Prompt:
Reply solely with the number of lines, in the records underneath, that include the word "sohkai".

Record excerpts:
PR #906, opened 2019-07-05
Payroll: optimize current payday remainders

sohkai:
Inlines `_updateEmployeeLastPayrollDate()` and optimizes a bit of the math / SSTOREs.

### DIFF
--- a/future-apps/payroll/contracts/Payroll.sol
+++ b/future-apps/payroll/contracts/Payroll.sol
@@ -651,42 +651,27 @@ contract Payroll is EtherTokenConstant, IForwarder, IsContract, AragonApp {
         if (accruedSalary > 0) {
             // Employee is cashing out a mixed amount between previous and current owed salaries;
             // first use up their accrued salary
-            employee.accruedSalary = uint256(0);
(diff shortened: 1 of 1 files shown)


future-apps/payroll/contracts/Payroll.sol
```diff
@@ -651,42 +651,27 @@ contract Payroll is EtherTokenConstant, IForwarder, IsContract, AragonApp {
...
+        uint256 timeDiff = currentSalaryPaid.div(salary);
+
+        // If they're being paid an amount that doesn't match perfectly with the adjusted time
+        // (up to a seconds' worth of salary), add the second and put the extra remaining salary
+        // into their accrued salary
+        uint256 extraSalary = currentSalaryPaid % salary;
+        if (extraSalary > 0) {
+            timeDiff.add(1);
+            employee.accruedSalary = extraSalary;
+        } else if (accruedSalary > 0) {
```
facuspagnuolo: I think we already checked that the accrued salary is greater than zero in L651, we can do an `else` here simply

sohkai: Ah yes, this is to avoid touching the storage at all if `accuredSalary` was 0 from the start.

Answer for the task:
2